18.We ‘thus’ hold that under Section 173(2) of the Code there is no mandate that a police report must enclose the document purporting to be a report under the hand of a
Government Scientific Expert. In the present cases, as cognizance of the offences taken by the Magistrate was proper and valid, no order releasing the petitioners on bail under Section 167(2) of the Code was required to be passed.”
19. Applying the ratio of decision in Kishan Lal (Supra) to the present case, I find that the learned trial court has rightly dismissed petitioner’s bail application while holding that though the FSL report has been filed after filing of bail application and after completion of 180 days of investigation, but the charge-sheet cannot be held to be incomplete because of the pendency of FSL report over voice sample, as preparation of report on voice sample is not in the hands of IO. It cannot be lost sight of the fact that immediately after petitioner’s arrest on 13.03.2020, prosecution filed an application seeking permission to obtain voice sample of petitioner/accused which was allowed on 20.03.2020 and on the same day voice samples were taken, but thereafter, because of lockdown due to covid pandemic, report could be obtained only on 26.09.2020.
20. Moreover, in the impugned order, the learned trial court has taken note of the fact that the case of the prosecution rests upon alleged call interception and petitioner is allegedly the main member of syndicate whose mobile was intercepted. It has been brought to the notice of this court that
non bailable warrants were issued against the petitioner and he was arrested in FIR No. 91/2020, registered at police station Kalichak, Malda, West Bengal for the offence under Section 21 of NDPS Act and after issuance of production warrants, he was arrested in this case.
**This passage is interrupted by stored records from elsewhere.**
PR #5927, opened 2023-03-01
implement document migration

Rash419:
Change-Id: Iefb9ed77f78b13e1558e995b3e3a2cf3022b53db

### DIFF
--- a/browser/js/global.js
+++ b/browser/js/global.js
@@ -759,7 +759,7 @@ window.app = {
 				}.bind(this);
 				setTimeout(timeoutFn, 10000, global.indirectionUrl, that.uri);
 			} else {
-				window.app.console.debug('Indirection url: error on incoming response ' + this.status);
+				window.app.console.error('Indirection url: error on incoming response ' + this.status);
 			}
 		});
 		http.send();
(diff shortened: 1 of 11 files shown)


mmeeks (commented):
Looks plausible to me, I'd like @quikee to review in more detail. We should reach out to the JECI team who (IIRC) used this monitor API to implement locking in Alfresco to check this protocol change works for them.

Rash419:
@quikee  @mmeeks  I have not changed the order of the arguments or added new argurments in the middle of `addoc` command in the code.  I just added them to documentation`<sessionid> <username> <userid>` because they were missing from the documentation. The `<username> <userid>`  was added in this [patch](https://github.com/CollaboraOnline/online/commit/bc7fa9a8120a5fb94ff032785186f4453416ab3a#diff-0df5e0a933d8cc635eb43daf28da4ae2b7d722f245c0654d644e50f95cbe8a91R489) six years ago. They have not updated the documentation as you can see from the patch. So I have just added them to documentation. The new argument I added are at the end of the command only [see this](https://github.com/CollaboraOnline/online/pull/5927/files#diff-0df5e0a933d8cc635eb43daf28da4ae2b7d722f245c0654d644e50f95cbe8a91R555). I should have seprated the commits to relay the message clearly. Sorry for the confusion

quikee (approved):
Looks good to me

PR #5928, opened 2023-03-01
browser: add author data to calc comment

hcvcastro:
The recent changes in LO Core, when edit a comment
in Calc the author data is not preserved.

Change-Id: I4f26ef2044d28bf55ff6a00a2e585ece79c6eb9b


pedropintosilva (approved):
Tested, it seems to work. No comments in spreadsheet do not loos author name nor author image.

Context:
Previously Insert a comment in a spreadsheet document and then editing it would result in lost of that data

PR #5931, opened 2023-03-02
Private/gokay/dont vex 3 clipboard

gokaysatir:
* Resolves: # 
* Target version: master 

### TODO

- [ ] ...

### Checklist

### DIFF
--- a/browser/src/control/Control.UIManager.js
+++ b/browser/src/control/Control.UIManager.js
@@ -10,6 +10,7 @@ L.Control.UIManager = L.Control.extend({
 	blockedUI: false,
 	busyPopupTimer: null,
 	customButtons: [], // added by WOPI InsertButton
+	modalIdPretext: 'modal-dialog-',
 
 	onAdd: function (map) {
 		this.map = map;
@@ -821,8 +822,13 @@ L.Control.UIManager = L.Control.extend({
 		app.socket._onMessage({ textMsg: 'jsdialog: ' + JSON.stringify(closeMessage) });
 	},
 
+	/// Returns generated (or to be generated) id for the modal container.
+	generateModalId: function(givenId) {
+		return this.modalIdPretext + givenId;
+	},
+
 	_modalDialogJSON: function(id, title, cancellable, widgets, focusId) {
-		var dialogId = 'modal-dialog-' + id;
+		var dialogId = this.generateModalId(id);
 		focusId = focusId ? focusId : 'response';
 		return {
 			id: dialogId,
@@ -854,7 +860,10 @@ L.Control.UIManager = L.Control.extend({
 	/// callback - callback on button press
 	/// withCancel - specifies if needs cancal button also
 	showInfoModal: function(id, title, message1, message2, buttonText, callback, withCancel) {
-		var dialogId = 'modal-dialog-' + id;
+		var dialogId = this.generateModalId(id);
+		var responseButtonId = id + '-response';
+		var cancelButtonId = id + '-cancel';
+
 		var json = this._modalDialogJSON(id, title, true, [
 			{
 				id: 'info-modal-tile-m',
@@ -879,12 +888,12 @@ L.Control.UIManager = L.Control.extend({
 				enabled: true,
 				children: [
 					withCancel ? {
-						id: 'cancel',
+						id: cancelButtonId,
 						type: 'pushbutton',
 						text: _('Cancel')
 					} : { type: 'container' },
 					{
-						id: id + '-response', // Try to keep the id unique.
+						id: responseButtonId,
 						type: 'pushbutton',
 						text: buttonText,
 						'has_default': true,
@@ -898,7 +907,7 @@ L.Control.UIManager = L.Control.extend({
 
 		var that = this;
 		this.showModal(json, [
-			{id: 'response', func: function() {
+			{id: responseButtonId, func: function() {
 				if (typeof callback === 'function')
 					callback();
 				that.closeModal(dialogId);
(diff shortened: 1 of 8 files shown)


browser/src/map/Clipboard.js
```diff
@@ -862,20 +859,16 @@ L.Clipboard = L.Class.extend({
...
 		}
-		vex.dialog.alert({
-			unsafeMessage: msg,
-			callback: function () {
-				self._map.focus();
-			}
-		});
+
+		this._map.uiManager.showInfoModal('copy paste warning');
+		document.getElementById('copy paste warning').innerHTML = msg;
```
eszkadev, line 871: element id with spaces? is that allowed?

gokaysatir: yep, that's allowed.

browser/src/control/Control.UIManager.js
```diff
@@ -884,10 +884,11 @@ L.Control.UIManager = L.Control.extend({
 						text: _('Cancel')
 					} : { type: 'container' },
 					{
-						id: 'response',
+						id: id + '-response', // Try to keep the id unique.
```
eszkadev, line 887: this ID is used below to bind callback (line 901), please update that also

browser/src/map/Clipboard.js
eszkadev: how to write CSS rule for that for example? :)

browser/src/map/Clipboard.js
```diff
@@ -887,45 +880,37 @@ L.Clipboard = L.Class.extend({
...
-			afterOpen: function() {
-				self._map.focus();
-			}
-		});
+
+		this._map.uiManager.showInfoModal('paste special dialog');
+
+		// showInfoModal creates the id in following format: 'modal-dialog-paste special dialog'.
+		// We will use this for closing the dialog.
+		this.pasteSpecialDialogId = 'modal-dialog-paste special dialog';
```
eszkadev, line 911: It is fragile in case someone will change the modal dialog code generating id.
Maybe create helper function in UIManager: `generateModalId(id)` which will be reused in all the places where we typed: `var dialogId = 'modal-dialog-' + id;`. So there will be only one place to change in the future.

then this variable is not needed anymore. you will do `closeDialog(generateModalId('paste special dialog'));`

cypress_test/integration_tests/mobile/calc/hamburger_menu_spec.js
```diff
@@ -182,19 +182,7 @@ describe('Trigger hamburger menu options.', function() {
...
-
-		cy.get('.vex-dialog-message')
-			.should('have.text', 'Please use the copy/paste buttons on your on-screen keyboard.');
-
-		cy.get('.vex-dialog-buttons .button-primary')
-			.click();
-
-		cy.get('.vex-dialog-form')
-			.should('not.exist');
+		cy.get('#mobile-wizard-content').should('exist');
```
eszkadev, line 185: maybe check if some unique id exists? (this only tells mobile wizard is opened. I'm not even sure if that container doesn't exist when not opened).
I think there is generated `modal-dialog-something`   container?

browser/src/map/Clipboard.js
gokaysatir: Let me change that in case we need special cases, thanks :)

browser/src/control/Control.UIManager.js
```diff
@@ -821,8 +822,13 @@ L.Control.UIManager = L.Control.extend({
...
 	},
 
+	/// Returns generated (or to be generated) id for the modal container.
+	generateModalId: function(givenId) {
+		return this.modalIdPretext + givenId;
+	},
+
 	_modalDialogJSON: function(id, title, cancellable, widgets, focusId) {
-		var dialogId = 'modal-dialog-' + id;
+		var dialogId = this.modalIdPretext + id;
```
eszkadev, line 831: better to use `generateModalId()` everywhere (single place to change)

browser/src/control/Control.UIManager.js
```diff
@@ -854,7 +860,10 @@ L.Control.UIManager = L.Control.extend({
 	/// callback - callback on button press
 	/// withCancel - specifies if needs cancal button also
 	showInfoModal: function(id, title, message1, message2, buttonText, callback, withCancel) {
-		var dialogId = 'modal-dialog-' + id;
+		var dialogId = this.modalIdPretext + id;
```
eszkadev, line 863: generateModalId()

browser/src/control/Control.UIManager.js
```diff
@@ -913,7 +923,7 @@ L.Control.UIManager = L.Control.extend({
 	/// buttonText - text inside OK button
 	/// callback - callback on button press
 	showInputModal: function(id, title, message, defaultValue, buttonText, callback) {
-		var dialogId = 'modal-dialog-' + id;
+		var dialogId = this.modalIdPretext + id;
```
eszkadev, line 926: generateModalId

browser/src/control/Control.UIManager.js
```diff
@@ -967,7 +977,7 @@ L.Control.UIManager = L.Control.extend({
 	/// buttonText - text inside OK button
 	/// callback - callback on button press
 	showConfirmModal: function(id, title, message, buttonText, callback) {
-		var dialogId = 'modal-dialog-' + id;
+		var dialogId = this.modalIdPretext + id;
```
eszkadev, line 980: generateModalId

eszkadev (approved):
now looks good :)

gokaysatir:
> now looks good :)

Thanks for checking the changes :)

PR #5933, opened 2023-03-02
browser: add author data to calc comment

pedropintosilva:
The recent changes in LO Core, when edit a comment
in Calc the author data is not preserved.

Change-Id: I4f26ef2044d28bf55ff6a00a2e585ece79c6eb9b


pedropintosilva:
tested it , it works as the master counter part commit. Now comments do not loose the user's name

PR #5934, opened 2023-03-02
Improving message on TTL expiry handling

pedropintosilva:
when session expires some users might need to login again
in their integrator. Do not exclude those users. Otherwise
they might try to refresh and no session renewal happens.

Change-Id: I305d185fc8e9072e52b668e12e7ea80c55e9b93d


Ashod (approved):
Looks good, thanks @pedropintosilva.

PR #5938, opened 2023-03-03
fix(SaveAs): Fix format extraction on SaveAs with filenames that contain multiple dots

juliushaertl:
* Target version: master 

### Summary

This fixes an issue where using save as to store a file with a name containing multiple dots like "example.1.odt" by adapting the logic to extract the file extension from the provided path.

### Checklist


eszkadev (approved):
code looks good

pedropintosilva (approved):
Tested. It works as described. It is now possible to save as into a document with dots in the name

PR #5939, opened 2023-03-03
jsdialog: chart wizard conversion

eszkadev:
Calc Insert -> Chart


pedropintosilva (commented):
[x] function wizard
[x] char wizard now the missing icons are not missing, the dialog is possible to close, and it is not tunnelled again
| [Before this PR (e82f58e5)](https://github.com/CollaboraOnline/online/commits/e82f58e5) | After this PR |
| --- | --- |
| image | image |

is this expected ^ or am I missing something that in return is giving me the tunnelled window

pedropintosilva (approved):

Pertinently, 10.5 kg of heroin was recovered from his associates in the present case. Whether or not petitioner is involved in the offence in question is a matter of trial and cannot be gone into at this stage. Accordingly, I am not inclined to grant relief to the petitioner.
21. In this view of the matter, impugned order does not call for any interference. The present petition is dismissed, lest it may prejudice either side at trial.
22. A copy of this order be transmitted to the Jail Superintendent concerned and trial court for information and necessary compliance.